PR #450, opened 2020-09-01
Implement client certificate parameters

Miciah:
Implement APIs for configuration related to client certificates, which can be used to enable mutual TLS.

* `pkg/operator/controller/crl/controller.go`: New file.
(`controllerName`, `clientCAConfigmapIndexFieldName`): New constants.
(`log`): New variable.
(`reconciler`): New type.  Store the state of the controller.
(`New`): New function.  Return a controller that manages configmaps with certificate revocation lists.  Create an index to map client CA configmap names to ingresscontrollers.  Set up watches on ingresscontrollers and configmaps.  Enqueue a reconciliation request for an ingresscontroller when it has a client CA configmap and the ingresscontroller or the configmap is created, updated, or deleted.  Use the `configmapToIngressController` method to map configmaps to ingresscontrollers, and use the `configmapIsInUse`, `hasConfigmap`, and `configmapReferenceChanged` method to filter watch events.
(`ingressControllersWithConfigmap`): New method.  Use the index to generate a list of the ingresscontrollers that reference the given client CA configmap, and return the list.
(`configmapToIngressController`): New method.  Use `ingressControllersWithConfigmap` to generate a list of reconciliation requests, one for each ingresscontroller that references the given configmap, and return this list.
(`configmapIsInUse`): New method.  Return a Boolean value indicating if the given client CA configmap is in use by some ingresscontroller, using the `ingressControllersWithConfigmap` method.
(`hasConfigmap`): New method.  Return a Boolean value indicating if a client CA configmap exists for the given ingresscontroller.
(`configmapReferenceChanged`): New method.  Return a Boolean value indicating if the client CA configmap reference for the given ingresscontroller has changed.
(`Reconcile`): New method.  Reconcile an ingresscontroller by ensuring that it has an associated client CA CRL configmap if the ingresscontroller has any client CA certificates that specify CRL distribution points.
* `pkg/operator/controller/crl/crl_configmap.go`: New file.
(`authorityKeyIdentifier`): New type.  Store the authority key identifier for a certificate.
(`authorityKeyIdentifierOID`): New variable with the ASN.1 object identifier for the authority key identifier X509v3 extension.
(`ensureCRLConfigmap`): New method.  Ensure the client CA CRL configmap exists for the given ingresscontroller if appropriate, using the client CA configmap, the existing CRL configmap if it exists, the `currentCRLConfigMap` and `updateCRLConfigMap` methods, and the `buildCRLMap` and `desiredCRLConfigMap` functions.
(`buildCRLMap`): New function.  Build a map of key id to CRL.
(`desiredCRLConfigMap`): New function.  Return the desired CRL configmap for the given ingresscontroller, using the given client CA data and CRLs and the `getCRL` function.
(`getCRL`): Get a CRL using the provided distribution points from the CA certificate.
(`currentCRLConfigMap`): New method.  Get the current CRL configmap.
(`updateCRLConfigMap`): New method.  Update the CRL configmap.
(`CRLConfigmapsEqual`): New function.  Compare CRL configmaps.
* `pkg/operator/controller/ingress/controller.go` (`ensureIngressController`): Get the current client CA configmap if it exists, and pass it to `ensureRouterDeployment`.
* `pkg/operator/controller/ingress/deployment.go` (`RouterClientAuthPolicy`, `RouterClientAuthCA`, `RouterClientAuthCRL`, `RouterClientAuthFilter`): New constants for the router environment variable names.
(`ensureRouterDeployment`): Add parameters for the client CA configmap.  Pass the parameters to `desiredRouterDeployment`.
(`desiredRouterDeployment`): Configure the client certificate policy.  If a client CA configmap is provided, configure a volume mount for it.  If any client CA specifies any CRL distribution points, configure a volume mount for the CRL configmap.  If a list of allowed subject patterns is specified, configure it in the router deployment.
* `pkg/operator/controller/ingress/deployment_test.go` (`TestDesiredRouterDeployment`): Adjust calls to `desiredRouterDeployment`.
* `pkg/operator/controller/names.go` (`ClientCAConfigMapName`): New function.  Return the name of the client CA configmap.
(`CRLConfigMapName`): New function.  Return the name of the CRL configmap.
* `pkg/operator/operator.go` (`New`): Start the crl controller.
* `test/e2e/client_tls_test.go`: New file.
(`TestClientTLS`): New test.  Verify that the operator properly configures client TLS policy on the router, and that the router enforces it.
(`generateClientCA`, `generateClientCertificate`, `encodeCert`, `encodeKey`): New helper functions for `TestClientTLS`.
* `test/e2e/util.go` (`buildExecPod`): New helper function for `TestClientTLS`.
* `go.sum`:
* `vendor/*`: Regenerate.

----

Related to https://github.com/openshift/enhancements/pull/462.

Depends on https://github.com/openshift/api/pull/731.

Related to https://github.com/openshift/router/pull/175.


Miciah:
Rebased.

Miciah:
Added E2E test.

pkg/operator/controller/crl/controller.go
```diff
@@ -0,0 +1,226 @@
...
+			return []string{}
+		}
+		return []string{ic.Spec.ClientTLS.ClientCA.Name}
+	})); err != nil {
+		return nil, fmt.Errorf("failed to create index for ingresscontroller: %v", err)
+	}
+
+	configmapsInformer, err := operatorCache.GetInformer(context.Background(), &corev1.ConfigMap{})
+	if err != nil {
+		return nil, fmt.Errorf("failed to create informer for configmaps: %v", err)
```
sgreene570, line 74:
```suggestion
		return nil, fmt.Errorf("failed to create informer for configmaps: %w", err)
```

pkg/operator/controller/crl/crl_configmap.go
```diff
@@ -0,0 +1,295 @@
...
+		return false, nil, fmt.Errorf("failed to build configmap: %v", err)
+	}
+
+	switch {
+	case !wantCM && !haveCM:
+		return false, nil, nil
+	case !wantCM && haveCM:
+		if err := r.client.Delete(context.TODO(), current); err != nil {
+			if !errors.IsNotFound(err) {
+				return true, current, fmt.Errorf("failed to delete configmap: %v", err)
```
sgreene570, line 80:
```suggestion
				return true, current, fmt.Errorf("failed to delete configmap: %w", err)
```

pkg/operator/controller/crl/crl_configmap.go
```diff
@@ -0,0 +1,295 @@
...
+		// (cannot use TLS without the revocation list, and cannot get
+		// the revocation list without using TLS).
+		//
+		// TODO Support ldap.
+		if !strings.HasPrefix(distributionPoint, "http:") {
+			errs = append(errs, fmt.Errorf("unsupported distribution point type: %s", distributionPoint))
+			continue
+		}
+		log.Info("retrieving CRL distribution point", "distribution point", distributionPoint)
+		resp, err := http.Get(distributionPoint)
```
sgreene570, line 233: Do we need to take into account cluster-wide proxy in this case? (I ask because im really not sure).

pkg/operator/controller/ingress/controller.go
```diff
@@ -705,7 +705,21 @@ func (r *reconciler) ensureIngressController(ci *operatorv1.IngressController, d
 		errs = append(errs, err)
 	}
 
-	haveDepl, deployment, err := r.ensureRouterDeployment(ci, infraConfig, ingressConfig, apiConfig, networkConfig)
+	var haveClientCAConfigmap bool
+	clientCAConfigmap := &corev1.ConfigMap{}
+	if len(ci.Spec.ClientTLS.ClientCA.Name) != 0 {
+		clientCAConfigmapName := types.NamespacedName{
+			Namespace: "openshift-ingress",
```
sgreene570, line 712: Can we use a constant here instead of `"openshift-ingress"`?

test/e2e/client_tls_test.go
```diff
@@ -0,0 +1,468 @@
...
+		t.Fatalf("failed to get kube config: %v", err)
+	}
+	cl, err := kubernetes.NewForConfig(kubeConfig)
+	if err != nil {
+		t.Fatalf("failed to create kube client: %v", err)
+	}
+
+	// curl execs a Curl command in the test client pod and returns an error
+	// value.  The Curl command uses the specified certificate from the
+	// client certificates configmap, sends a request for the canary route
```
sgreene570, line 247: Ah, right, the canary route doesn't necessarily have to be served by the default ingress controller. Clever! :grin:

pkg/operator/controller/names.go
```diff
@@ -106,6 +106,25 @@ func RouterOperatorGeneratedDefaultCertificateSecretName(ci *operatorv1.IngressC
 	}
 }
 
+// ClientCAConfigMapName returns the namespaced name for the client CA
+// configmap.
+func ClientCAConfigMapName(ic *operatorv1.IngressController) types.NamespacedName {
+	return types.NamespacedName{
+		Namespace: "openshift-ingress",
+		// TODO Is this user-specified or operator-managed?
```
sgreene570, line 114: Is this an open question, or is this a TODO saying more logic needs to be added here?

pkg/operator/controller/crl/crl_configmap.go
```diff
@@ -0,0 +1,295 @@
...
+	var errs []error
+	for _, distributionPoint := range distributionPoints {
+		// The distribution point is typically a URL with the "http"
+		// scheme.  "https" is generally not used because the
+		// certificate list is signed, and because using TLS to get the
+		// certificate list could introduce a circular dependency
+		// (cannot use TLS without the revocation list, and cannot get
+		// the revocation list without using TLS).
+		//
+		// TODO Support ldap.
```
sgreene570, line 227: Is LDAP support expected in 4.9?

pkg/operator/controller/crl/crl_configmap.go
```diff
@@ -0,0 +1,295 @@
...
+	return true, &crlConfigmap, nil
+}
+
+// getCRL gets a certificate revocation list using the provided distribution
+// points and returns the certificate list.
+func getCRL(distributionPoints []string) (*pkix.CertificateList, error) {
+	var errs []error
+	for _, distributionPoint := range distributionPoints {
+		// The distribution point is typically a URL with the "http"
+		// scheme.  "https" is generally not used because the
```
sgreene570, line 221: Thank you for providing the https explanantion!

pkg/operator/controller/crl/crl_configmap.go
sgreene570: Should we consider tweaking any of the default settings on the default client (e.g. timeouts)?

pkg/operator/controller/crl/crl_configmap.go
sgreene570: This comment applies to a few other spots in this switch statement, I think.

pkg/operator/controller/crl/crl_configmap.go
```diff
@@ -0,0 +1,295 @@
...
+	"github.com/openshift/cluster-ingress-operator/pkg/operator/controller"
+
+	corev1 "k8s.io/api/core/v1"
+	"k8s.io/apimachinery/pkg/api/errors"
+	metav1 "k8s.io/apimachinery/pkg/apis/meta/v1"
+	kerrors "k8s.io/apimachinery/pkg/util/errors"
+)
+
+// authorityKeyIdentifier is a certificate's authority key identifier.
+type authorityKeyIdentifier struct {
```
sgreene570, line 28: Wondering if theres any go libraries we can use to get stuff like this for free.

sgreene570:
Myriad of strange e2e-operator failures


/test e2e-aws-operator

pkg/operator/controller/ingress/deployment.go
```diff
@@ -791,6 +798,120 @@ func desiredRouterDeployment(ci *operatorv1.IngressController, ingressController
...
+					routerVolumeMounts = append(routerVolumeMounts, clientCACRLVolumeMount)
+
+					clientAuthCRLPath := filepath.Join(clientCACRLVolumeMount.MountPath, clientCACRLFilename)
+					env = append(env, corev1.EnvVar{Name: RouterClientAuthCRL, Value: clientAuthCRLPath})
+				}
+			}
+
+			if len(ci.Spec.ClientTLS.AllowedSubjectPatterns) != 0 {
+				pattern := "(?:" + strings.Join(ci.Spec.ClientTLS.AllowedSubjectPatterns, "|") + ")"
+				env = append(env, corev1.EnvVar{Name: RouterClientAuthFilter, Value: pattern})
```
sgreene570, line 909: This may be a silly question, but is there any chance a user could provide a regex that would break the HAProxy template (e.g. unmatched quotes)? I may be imagining a problem that doesn't exist, but I figured it was worth asking.

pkg/operator/controller/crl/controller.go
Miciah: Fixed.

pkg/operator/controller/crl/crl_configmap.go
Miciah: Fixed.  Thanks!

pkg/operator/controller/crl/crl_configmap.go
Miciah: Good questions.  I guess there's no reason this shouldn't use the proxy, right?  If it's an internal server, the user could just add it to `noProxy`.

pkg/operator/controller/ingress/controller.go
Miciah: I updated this to use the namespace from `ensureRouterNamespace`.

pkg/operator/controller/names.go
Miciah: I'm not sure what I was thinking when I wrote this comment, but I realize now, the configmap should be in the `openshift-config` namespace, and I should add a controller to copy the configmap from the `openshift-config` namespace to the `openshift-ingress` namespace.

pkg/operator/controller/crl/crl_configmap.go
Miciah: No, LDAP is out of scope.

pkg/operator/controller/crl/crl_configmap.go
Miciah: I don't think there's anything in the standard libraries (although they were useful as a reference to write all this code).

pkg/operator/controller/crl/crl_configmap.go
sgreene570: Makes sense to me.

pkg/operator/controller/names.go
sgreene570: Right, that makes sense.

pkg/operator/controller/ingress/deployment.go
Miciah: The user probably could do some configuration injection tricks this way.  I'm not too worried about the cluster admin pwning the cluster admin's own cluster.  Maybe it would be worth adding some validation to prevent accidents though?  We'd need to import a library that could parse PCRE though.

sgreene570: Hm, yea, might not be worth fixing. Just food for thought.

pkg/operator/controller/clientca-configmap/controller.go
```diff
@@ -0,0 +1,231 @@
...
+	ic := &operatorv1.IngressController{}
+	if err := r.client.Get(ctx, request.NamespacedName, ic); err != nil {
+		if errors.IsNotFound(err) {
+			log.Info("ingresscontroller not found; reconciliation will be skipped", "request", request)
+			return reconcile.Result{}, nil
+		}
+		return reconcile.Result{}, fmt.Errorf("failed to get ingresscontroller %q: %w", request.NamespacedName, err)
+	}
+
+	const finalizer = "ingresscontroller.operator.openshift.io/finalizer-clientca-configmap"
```
sgreene570, line 197: Consider moving this definition to `pkg/manifests/manifests.go` alongside `IngressControllerFinalizer`

pkg/operator/controller/clientca-configmap/controller.go
```diff
@@ -0,0 +1,231 @@
+package clientcaconfigmap
```
sgreene570, line 1: The Ingress Operator's controller count is growing! At some point it may be beneficial to add some high level docs describing what each controller does (and where they live in the codebase).

pkg/operator/controller/crl/crl_configmap.go
Miciah: https://github.com/openshift/cluster-ingress-operator/pull/334/commits/ead9d30aca702ff0a0baf254bd3ae4fe22a22048 already added the `config.openshift.io/inject-proxy: ingress-operator` annotation to the operator deployment, and this is an HTTP (not TLS) client, so it should already pick up any cluster proxy configuration.

Miciah:
Rebased on https://github.com/openshift/api/pull/731.

Miciah:
Rebased.

pkg/operator/controller/clientca-configmap/clientca_configmap.go
```diff
@@ -0,0 +1,137 @@
...
+// updateClientCAConfigMap updates a configmap.  Returns a Boolean indicating
+// whether the configmap was updated, and an error value.
+func (r *reconciler) updateClientCAConfigMap(ctx context.Context, current, desired *corev1.ConfigMap) (bool, error) {
+	if clientCAConfigmapsEqual(current, desired) {
+		return false, nil
+	}
+	updated := current.DeepCopy()
+	updated.Data = desired.Data
+	if err := r.client.Update(ctx, updated); err != nil {
+		if errors.IsAlreadyExists(err) {
```
frobware, line 120: Do you have an example when this would hold true? Is something else also updating the same map?

pkg/operator/controller/clientca-configmap/clientca_configmap.go
```diff
@@ -0,0 +1,137 @@
...
+	}
+	log.Info("updated configmap", "namespace", updated.Namespace, "name", updated.Name)
+	return true, nil
+}
+
+// clientCAConfigmapsEqual compares two client CA configmaps.  Returns true if
+// the configmaps should be considered equal for the purpose of determining
+// whether an update is necessary, false otherwise.
+func clientCAConfigmapsEqual(a, b *corev1.ConfigMap) bool {
+	if !reflect.DeepEqual(a.Data, b.Data) {
```
frobware, line 133: nit: the function could just return the evaluation of `DeepEqual`.

pkg/operator/controller/clientca-configmap/controller.go
```diff
@@ -0,0 +1,231 @@
...
+			},
+			UpdateFunc: func(e event.UpdateEvent) bool {
+				oldIC := e.ObjectOld.(*operatorv1.IngressController)
+				newIC := e.ObjectNew.(*operatorv1.IngressController)
+				oldName := oldIC.Spec.ClientTLS.ClientCA.Name
+				newName := newIC.Spec.ClientTLS.ClientCA.Name
+				if oldName != newName {
+					return true
+				}
+				if oldIC.DeletionTimestamp != newIC.DeletionTimestamp {
```
frobware, line 73: nit: return the result of this expression.

pkg/operator/controller/crl/crl_configmap.go
```diff
@@ -0,0 +1,295 @@
...
+			}
+		}
+
+	}
+
+	var clientCAData []byte
+	if haveClientCA {
+		clientCABundleFilename := "ca-bundle.pem"
+		if data, ok := clientCAConfigmap.Data[clientCABundleFilename]; !ok {
+			return haveCM, current, fmt.Errorf("client CA configmap %s/%s is missing %q", clientCAConfigmap.Namespace, clientCAConfigmap.Name, clientCABundleFilename)
```
frobware, line 63: What is the ongoing runtime behaviour when this happens - do we just continue to reconcile?

pkg/operator/controller/crl/crl_configmap.go
```diff
@@ -0,0 +1,295 @@
...
+			return false, nil, fmt.Errorf("failed to create configmap: %w", err)
+		}
+		log.Info("created configmap", "namespace", desired.Namespace, "name", desired.Name)
+		return r.currentCRLConfigMap(ctx, ic)
+	case wantCM && haveCM:
+		if updated, err := r.updateCRLConfigMap(ctx, current, desired); err != nil {
+			return true, current, fmt.Errorf("failed to update configmap: %w", err)
+		} else if updated {
+			log.Info("updated configmap", "namespace", desired.Namespace, "name", desired.Name)
+			return r.currentCRLConfigMap(ctx, ic)
```
frobware, line 97: Could `updateCRLConfigMap` also return the updated value which would prevent the additional get here?

pkg/operator/controller/crl/crl_configmap.go
```diff
@@ -0,0 +1,295 @@
...
+		if err != nil {
+			errs = append(errs, fmt.Errorf("error getting %q: %w", distributionPoint, err))
+			continue
+		}
+		bytes, err := ioutil.ReadAll(resp.Body)
+		if err != nil {
+			errs = append(errs, fmt.Errorf("error reading response from %q: %w", distributionPoint, err))
+			continue
+		}
+		crl, err := x509.ParseCRL(bytes)
```
frobware, line 243: Close the response body; `defer resp.Body.Close()`.

test/e2e/client_tls_test.go
```diff
@@ -0,0 +1,468 @@
...
+	// via the router's internal service, and returns an error if the Curl
+	// command fails or the HTTP response status code indicates an error.
+	curl := func(cert string) error {
+		req := cl.CoreV1().RESTClient().Post().Resource("pods").
+			Namespace(clientPod.Namespace).Name(clientPod.Name).
+			SubResource("exec").
+			Param("container", clientPod.Spec.Containers[0].Name)
+		cmd := []string{
+			"/bin/curl", "-k", "-v",
```
frobware, line 256: Is it practical to make a programmable HTTP request without needing to curl from within a pod?

test/e2e/client_tls_test.go
```diff
@@ -0,0 +1,468 @@
...
+			strings.Join(cmd, " "), stdoutStr, stderr.String())
+		if err != nil {
+			return err
+		}
+		httpStatusCode := stdoutStr[len(stdoutStr)-3:]
+		switch string(httpStatusCode[0]) {
+		case "0", "4", "5":
+			return fmt.Errorf("got HTTP %s status code", httpStatusCode)
+		}
+		return nil
```
frobware, line 297: Make this the `default` in the switch.

pkg/operator/controller/clientca-configmap/clientca_configmap.go
Miciah: I'm not sure why an update could return an already-exists response.  We're inconsistent in checking for already-exists responses when doing updates.  I'll remove the check here, and we can remove similar checks elsewhere in a follow-up.

pkg/operator/controller/clientca-configmap/clientca_configmap.go
Miciah: Done.

pkg/operator/controller/clientca-configmap/controller.go
Miciah: Done.

pkg/operator/controller/crl/crl_configmap.go
Miciah: It could, but this is the pattern we follow in other `ensure` functions.  I'd rather be consistent here, and we can refactor this and other code in a follow-up.

pkg/operator/controller/crl/crl_configmap.go
Miciah: That is very important!  Fixed.  Thanks!

Because this is in a loop, I am avoiding use of `defer` and instead doing this:
```go
		bytes, err := ioutil.ReadAll(resp.Body)
		// Close the body immediately rather than using defer because
		// this is inside a loop.
		err2 := resp.Body.Close()
		if err2 != nil {
			errs = append(errs, fmt.Errorf("error closing response body from %q: %w", distributionPoint, err2))
		}
		// Now check the error value from reading the body.
		if err != nil {
```
If you prefer, I could wrap the whole thing in a `defer func() { ... }()`, or refactor the loop body into a separate function, so that the deferred close happens before the next URL is tried.  Or maybe I'm overthinking this.  What do you think?

test/e2e/client_tls_test.go
Miciah: Done.  Thanks!

pkg/operator/controller/crl/crl_configmap.go
frobware: You can't call `Close()` without first checking for an error because `Body` will be `nil` if there was an error. If the loop terminates quickly I'd wrap it in a defer. If not, then I'd explicitly close it after a successful read. (Not sure I'd error on close failing.)

test/e2e/client_tls_test.go
frobware: I should have been more explicit; something that just does:

```go
resp, err := http.Get("http://example.com/")
```

but in the context of this test I don't know how practical that would be. Given that this works end-2-end I'd leave it, at least for now.

pkg/operator/controller/crl/crl_configmap.go
Miciah: > You can't call `Close()` without first checking for an error because `Body` will be `nil` if there was an error.

I thought I could.  Wouldn't using `defer resp.Body.Close()` cause the function to call `resp.Body.Close()` irrespective of whether there were an error on the read?

Miciah: FWIW, here's an example from https://pkg.go.dev/net/http:
```go
resp, err := http.Get("http://example.com/")
if err != nil {
	// handle error
}
defer resp.Body.Close()
body, err := io.ReadAll(resp.Body)
```
We have similar code in the canary controller.  The deferred function will be called even if `io.ReadAll` returns an error.

frobware: Ah, sorry. I was incorrectly focusing on the read and not the get.

Miciah: I went ahead and refactored the HTTP code into a separate function.  The overall structure is nicer now too, with a `switch` statement for the different distribution point types (although currently only HTTP is supported).

Miciah:
I've never seen this before:

        configurable_route_test.go:356: Number of roleBindings in list != 1
    --- FAIL: TestConfigurableRouteNoConsumingUserNoRBAC (122.52s)

I'm not finding any similar failures on search.ci either.  Unfortunately the CI artifacts don't include operator logs from the time of the failure.  

/test e2e-aws-operator

Miciah:
failed to load configuration: failed to make request to configresolver: Get "https://config.ci.openshift.org/config?branch=master&org=openshift&repo=cluster-ingress-operator": connection error: PROTOCOL_ERROR

/test e2e-aws-operator

Miciah:
Known flake:

    [sig-auth][Feature:SCC][Early] should not have pod creation failures during install [Suite:openshift/conformance/parallel]

/test e2e-upgrade

Miciah:
Looks like a sick cluster:

    + oc new-project e2e-test-capabilities-check
    Error from server (Timeout): Timeout: request did not complete within requested timeout context deadline exceeded

/test e2e-upgrade

Miciah:
fail [github.com/openshift/origin/test/extended/util/disruption/disruption.go:190]: Jul 22 00:03:36.814: Unexpected alerts fired or pending during the upgrade:
    
    alert TargetDown fired for 241 seconds with labels: {job="promtail", namespace="loki", service="promtail", severity="warning"}
    alert TargetDown fired for 61 seconds with labels: {job="cco-metrics", namespace="openshift-cloud-credential-operator", service="cco-metrics", severity="warning"}

/test e2e-upgrade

________________

- _WHAT YOU ARE ASKED TO DO_: If a line of the material contains the word "DeepEqual", pick it out and copy it.

- _WRITTEN REPLY_:
+	if !reflect.DeepEqual(a.Data, b.Data) {
frobware, line 133: nit: the function could just return the evaluation of `DeepEqual`.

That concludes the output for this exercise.